Language does not fossilize — for all that it was one of the great transitions in evolution1, the advent of language has left no obvious equivalent to fossil teeth and bones, and seems inaccessible to enquiry. But it is not hard to imagine the emergence of a set of signals to label objects, the combinatorial nature of which allowed an infinite repertoire of sentences to be constructed from a finite set of words. An essential part of the process must have been the acknowledgement of a set of rules to combine words in such a way as to make sentences meaningful. These rules are the syntax that we all easily learn as children, but students of language evolution have a tough time explaining its origins.

So, how did syntax originate? Some authors have conjectured that it resulted from some pre-adaptation of the human brain2 — that the first step was the building of a rich lexicon upon a cognitive system predisposed to formulate rules able to exploit the underlying combinatorial features of word associations. According to a study by Ramon Ferrer i Cancho and colleagues3, however, a simple word–object association matrix can provide the basis for syntax almost for free.

The authors use a simple model in which signals (words) are associated with objects. Such association can be referential (such as meat referring to ‘edible organic matter’) or non-referential (eat is associated with ‘action of eating’). Some words display both associations: eat, for example, is also linked to ‘edible organic matter’. A bipartite set of connections is obtained linking the two sets (Fig. 1a).

Figure 1: Building a protolanguage network.
figure 1

a, A bipartite set of connections can be built by linking signals (words, red) to objects (blue). Most words are specific, referring to only one or two objects, whereas a few of them have many links. b, A new network is obtained by linking words that share at least one object of reference. The resulting network has many words with few links, but some acting as hubs. Ferrer i Cancho et al.3 believe that syntactic rules might have emerged from such a scale-free network architecture.

Ferrer i Cancho et al. show that most of the architecture of this network stems from a universal feature common to all languages, Zipf's law. Briefly stated, Zipf's law establishes that if we take all the words in a text and order them by rank, from the most common to the rarest, the frequency (number of appearances) decays inversely with their rank4. Most words are rare, whereas a few (such as the, of, and, to, I) are very common. Common words are less specific and can be linked to many objects, whereas rare ones are more specific and have one or a few links. The number of links of a given word, not surprisingly, follows the same law.

This set of linkages does not provide any obvious clue to the origins of syntax. But it allows another network to be built that incorporates a primitive form of word–word association. The new network naturally links names and actions, because pairs such as eat and meat will be connected. This is simply done: two words will be linked if they share at least one object of reference (Fig. 1b). This is of course a very rough way of associating symbols, but, as Ferrer i Cancho et al. show, the architecture of the resulting network seems to be surprisingly close to many features exhibited by linguistic networks.

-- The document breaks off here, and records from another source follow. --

PR #1389, opened 2026-09-18
itest: add AccountManager query integration tests

GustavoStingelin:
Add the baseline public AccountManager query coverage from
[Task 430](https://github.com/yyforyongyu/btcwallet-sql-roadmap/blob/main/tasks/430-account-query-itests.md). Related to #1250.

- Register 12 shared cases for `ListAccounts`, `ListAccountsByScope`,
  `ListAccountsByName`, and `GetAccount` across KVDB, SQLite, and PostgreSQL.
- Cover default, created, and imported accounts; exact and missing filters;
  empty inventories; and the public `ErrAccountNotFound` identity.
- Compare complete, raw `AccountInfo` values against setup/creation results
  and repeat successful queries after a full, locked wallet reopen.
- Add deterministic, test-name-derived seeds to the wallet fixture helper.
- Fix KVDB creation responses to use the same scope-specific public-key
  serialization as subsequent reads. The raw comparisons cover this mismatch.

Each case keeps one query method as its subject, with explicit account setup
and data-only filter tables. No backend-specific assertions or Store reads are
added to the query tests.

Scope note: the current shared import API cannot construct an absent
fingerprint; zero and nonzero fingerprints and absent/zero/nonzero account
numbers are represented. Optional import fingerprints and the new SQL account
shapes remain with [Task 391](https://github.com/yyforyongyu/btcwallet-sql-roadmap/blob/main/tasks/391-path-bound-watch-only-xpub-accounts.md) and [Task 464](https://github.com/yyforyongyu/btcwallet-sql-roadmap/blob/main/tasks/464-no-chain-sync-account-query-itests.md).

### Test

```sh
for chain in btcd bitcoind neutrino; do
  for db in kvdb sqlite postgres; do
    make itest chain="$chain" db="$db" \
      icase='account manager query' nocache=1
  done
done

go test -race -count=1 ./bwtest ./wallet/internal/db/kvdb
go build ./...
golangci-lint run --timeout=5m --build-tags='itest dev nolog' \
  ./itest ./bwtest ./wallet/internal/db/kvdb
```


itest/account_manager_test.go
```diff
@@ -35,6 +35,147 @@ func canonicalAccountKey(h *bwtest.HarnessTest, key []byte) []byte {
...
+
+	control, err := w.ListAccountsByName(ctx, "query shared")
+	require.NoError(h, err)
+	require.Len(h, control, 2)
+
+	for _, account := range control {
+		require.Equal(h, "query shared", account.AccountName)
+	}
+
+	missingNames := []string{
```
yyforyongyu, line 626: Could we reduce this to two representative misses: `""`, which proves a non-nil empty-name filter is not treated as an unfiltered list, and one ordinary absent name? The case, prefix, and whitespace variants all exercise the same exact-equality path and can grow without adding distinct behavior.

itest/account_manager_test.go
```diff
@@ -35,6 +35,147 @@ func canonicalAccountKey(h *bwtest.HarnessTest, key []byte) []byte {
...
+		Scope: scope,
+		Name:  "query shared",
+	})
+	require.NoError(h, err)
+
+	control, err := w.ListAccountsByScope(ctx, scope)
+	require.NoError(h, err)
+	require.NotEmpty(h, control)
+
+	missingScopes := []waddrmgr.KeyScope{
```
yyforyongyu, line 659: `KeyScope` is composite, so I think two cases are useful: one wrong purpose with the correct coin and one correct purpose with the wrong coin, which independently prove both fields participate in matching; the zero scope `{}` can be removed as redundant.

wallet/internal/db/kvdb/accountstore_createderived.go
```diff
@@ -51,6 +51,17 @@ func (s *Store) CreateDerivedAccount(ctx context.Context,
...
+		// still in the creation transaction. Preserve the other fields
+		// returned by the shared workflow.
+		stored, err := loadAccountInfo(
+			ns, ops.scopedMgr, *built.AccountNumber, mgr.WatchOnly(),
+		)
+		if err != nil {
+			return err
+		}
+
+		built.PublicKey = stored.PublicKey
```
yyforyongyu, line 64: could you explain why we need this? how can this value differ? and is this caught by the test?

itest/account_manager_test.go
```diff
@@ -35,6 +35,145 @@ func canonicalAccountKey(h *bwtest.HarnessTest, key []byte) []byte {
...
+	h.Helper()
+
+	fundedScope, err := accountManagerFundingType.KeyScope()
+	require.NoError(h, err)
+
+	// Funding already materialized its scope. Request an address in every
+	// other scope so lazy defaults exist before capturing the fixture.
+	for _, scope := range waddrmgr.DefaultKeyScopes {
+		if scope != fundedScope {
+			h.NewWalletAddressOfType(
```
yyforyongyu, line 53: Q: I guess atm our new wallet doesn't initialize all these default key scopes like the old wallet yet right?

itest/account_manager_test.go
```diff
@@ -35,6 +35,692 @@ func canonicalAccountKey(h *bwtest.HarnessTest, key []byte) []byte {
...
+
+	return defaults
+}
+
+// testAccountManagerQueryListSpendable checks ListAccounts against
+// the explicit spendable fixture before and after a locked reopen.
+func testAccountManagerQueryListSpendable(h *bwtest.HarnessTest) {
+	// Arrange: capture default views, then create overlapping scope names.
+	// Use the setup and creation responses as the expected account facts.
+	seed := h.SeedFromTestName()
```
yyforyongyu, line 77: The spendable setup at lines 77-103 is repeated in the scope, name, and get cases, and the watch-only inventory is likewise repeated four times; this gives eight copies of the same fixture algorithm that can drift, so please extract one spendable and one watch-only fixture builder while keeping each query call and assertion visible in its case.

itest/account_manager_test.go
```diff
@@ -35,6 +35,692 @@ func canonicalAccountKey(h *bwtest.HarnessTest, key []byte) []byte {
...
+		if scope != fundedScope {
+			h.NewWalletAddressOfType(
+				w, waddrmgr.ScopeAddrMap[scope].ExternalAddrType,
+			)
+		}
+	}
+
+	// Use the setup results directly, as with named creation responses.
+	// Keying by scope lets callers spell out exact query memberships.
+	accounts, err := w.ListAccounts(h.Context())
```
yyforyongyu, line 61: `prepareQueryDefaults` obtains every default expectation from `w.ListAccounts`, but `testAccountManagerQueryListSpendable` then uses `w.ListAccounts` as the subject, so an incorrect default-account projection can pass both the pre-reopen and durable comparisons; please build the default expectations independently, for example with one `GetAccount` per canonical scope.

itest/account_manager_test.go
```diff
@@ -35,6 +35,692 @@ func canonicalAccountKey(h *bwtest.HarnessTest, key []byte) []byte {
...
+	})
+	require.NoError(h, err)
+
+	bip84Suffix, err := w.NewAccount(ctx, wallet.NewAccountParams{
+		Scope: waddrmgr.KeyScopeBIP0084,
+		Name:  "query shared suffix",
+	})
+	require.NoError(h, err)
+
+	want := []wallet.AccountInfo{
```
yyforyongyu, line 105: `prepareQueryDefaults` iterates the canonical `waddrmgr.DefaultKeyScopes`, but the expected inventories and query table then hard-code its four current members, creating a second source of truth; please derive the default rows and scope queries from `DefaultKeyScopes` and layer the named accounts onto those results.

yyforyongyu (changes requested):
Very clean and easy to follow! Left a few comments, should be good to go once addressed!

wallet/internal/db/kvdb/accountstore_createderived.go
GustavoStingelin: Creation returns the derived key with the network-default version, while KVDB reads use the scope-specific version through AccountProperties. For BIP84 on regtest, that means `tpub` versus `vpub`. The underlying key is identical, but `AccountInfo.PublicKey` differs.

Yes, the new list-spendable test catches this.

itest/account_manager_test.go
GustavoStingelin: Right, SQL wallet creation doesn’t initialize the default scopes/accounts, unlike KVDB. Here, `NewWalletAddressOfType` calls the harness’s `ensureAccount`, which creates the missing account before requesting an address. This loop ensures every default scope is present for the query tests.

itest/account_manager_test.go
GustavoStingelin: Reduced this to `""` and `"query absent"`; removed the redundant case, prefix, and whitespace variants.

itest/account_manager_test.go
GustavoStingelin: Removed the zero scope and kept the two cases that vary purpose and coin independently.

itest/account_manager_test.go
GustavoStingelin: Extracted one spendable and one watch-only fixture builder, returning named account results. Wallet setup, expected membership, query calls, assertions, and reopen checks remain visible in each test.

itest/account_manager_test.go
GustavoStingelin: The list tests now capture default expectations with one `GetAccount` per canonical scope; `prepareQueryDefaults` only materializes the defaults. The `GetAccount` test uses `ListAccounts` for its snapshot and independently checks the known fixture identities, key counts, and balances so shared projection bugs are not hidden by agreement between the two reads.

itest/account_manager_test.go
GustavoStingelin: Default expectations and scope-query loops now use `waddrmgr.DefaultKeyScopes`, with the named accounts added explicitly to the expected inventories.

itest/account_manager_test.go
```diff
@@ -35,6 +35,652 @@ func canonicalAccountKey(h *bwtest.HarnessTest, key []byte) []byte {
...
+	})
+	require.NoError(h, err)
+
+	bip44Shared, err := w.NewAccount(ctx, wallet.NewAccountParams{
+		Scope: waddrmgr.KeyScopeBIP0044,
+		Name:  "query shared",
+	})
+	require.NoError(h, err)
+
+	bip84Suffix, err := w.NewAccount(ctx, wallet.NewAccountParams{
```
yyforyongyu, line 85: we now have `h.CreateTestAccount` from the signer itest PR, can it be used here?

yyforyongyu (approved):
LGTM!

Abdulkbk (approved):
lgtm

Previous studies5 have demonstrated that networks obtained by linking words exhibit seemingly universal patterns of organization, provided the words are syntactically related: two words are linked if they have been syntactically combined in a collection of sentences. Different languages share the same scale-free structure, with most words having few syntactic links and a few of them being connected to many others.

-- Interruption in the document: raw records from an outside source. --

PR #1390, opened 2026-09-18
wallet: guard missing notification tx details

cuishuang:
## Change Description

`wtxmgr.Store.UniqueTxDetails` returns `(nil, nil)` when a transaction cannot be found in the requested mined or unmined location.

Both `notifyUnminedTransaction` and `notifyMinedTransaction` currently continue processing a nil result. This can cause a nil pointer dereference through `details.Hash` or `makeTxSummary`.

This is a regression of the behavior restored by #540. The nil checks previously lived in `chainntfns.go`, but were lost when the transaction lookups were moved into `NotificationServer` in commit 61d85e4.

Return early from both notification paths when transaction details are missing. Add regression tests confirming that missing details do not panic, emit a transaction notification, or modify the notification server's coalescing state.

## Steps to Test

```bash
go test ./wallet -run \
  'TestNotify(Unmined|Mined)TransactionMissingDetails' -count=1

go test ./wallet -count=1

golangci-lint run ./wallet/...
```

### Testing


wallet/notifications_test.go
```diff
@@ -0,0 +1,78 @@
...
+			server.notifyUnminedTransaction(
+				tx, ns, chainhash.Hash{1},
+			)
+
+			return nil
+		})
+	})
+	require.NoError(t, err)
+	require.Empty(t, client)
+	require.Same(t, existing, server.currentTxNtfn)
```
Lrifton92, line 41: `notifyUnminedTransaction` never assigns `s.currentTxNtfn`, it only reads it for the sanity-check log (`notifications.go:232`), so this `require.Same` cannot fail whatever the function does. Setting `existing` does have a real effect: it makes the unguarded path dereference `details.Hash` in that `log.Errorf` rather than inside `makeTxSummary`. Running the test once with `currentTxNtfn` nil and once non-nil would cover both dereference sites, and the `Same` assertion could go.

wallet/notifications.go
```diff
@@ -223,6 +223,10 @@ func (s *NotificationServer) notifyUnminedTransaction(dbtx walletdb.ReadTx,
 		return
 	}
 
+	if details == nil {
```
Lrifton92, line 226: Nit: the "It's possible that the transaction was not found ... so we'll avoid notifying it" comment (and the TODO) still sits above the `UniqueTxDetails` call at :211, but it now describes this guard. Moving it down here, perhaps with a debug log, would keep the reason next to the early return.

Lrifton92 (approved):
Reviewed at 3feaac9.

The regression is real and the fix restores the pre-61d85e4 behaviour. Before that commit, `addRelevantTx` only called the notifier when `details != nil`. Its diff drops both checks when the `UniqueTxDetails` lookups move into `notifyUnminedTransaction` and `notifyMinedTransaction`, and nothing re-adds them there. `UniqueTxDetails` returns `(nil, nil)` whenever the raw unmined record (`wtxmgr/query.go:239-241`) or the mined record for that block (`:246-248`) is absent. On master a nil result then reaches `details.Hash` (unmined, when a mined notification is being coalesced) or `makeTxSummary`.

I checked that the tests protect the fix. With either guard removed (`wallet/notifications.go:226-228` or `:301-303`), the matching test fails on `require.NotPanics` with `runtime error: invalid memory address or nil pointer dereference`. At head, both tests pass their assertions. On Windows they still fail in `TempDir` cleanup because the wallet db is left open, but that is pre-existing: `testWallet` returns a no-op cleanup (`wallet/example_test.go:44`), and `TestCreateWatchingOnly` and `TestLabelTransaction` fail the same way on master. No added line exceeds 80 columns at tab width 8.

On reachability, since the tests use a hash that is simply absent from the store. The mined nil looks unreachable from `addRelevantTx`: `insertMinedTx` either returns `ErrDuplicateTx` (so `addRelevantTx` exits early) or writes the record in the same db transaction before the notification. The unmined nil can happen: `insertMemPoolTx` returns `nil` rather than `ErrDuplicateTx` when one of the tx's outputs is already in the unspent bucket (`wtxmgr/unconfirmed.go`, the `existsRawUnspent` loop), so `addRelevantTx` carries on and the unmined lookup finds nothing. Either way it means the store and the notification disagree. A `log.Debugf` (unmined, which the existing TODO says is expected) or a `log.Warnf` (mined, which should be impossible) before returning would keep that visible instead of silently dropping it. Non-blocking.

Two small points inline.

Ferrer i Cancho and colleagues' network displays the same structure as its real counterparts. Exactly the same distribution of links is found, suggesting the possibility that early ‘protolanguage’ might have been ready-made for the development of a full syntax. If this is so, the sometimes illogical and quirky appearance of syntactic rules might be nothing but a by-product of scale-free network architecture. The study also suggests that Zipf's law could have been a precondition for syntax and symbolic communication. Once such a condition was met, the basis for the combinatorial explosion characteristic of human language was ready for selection to shape it. The new theory will be subject to debate, but the remnants of the communicative Big Bang are evidently hiding somewhere inside modern language networks.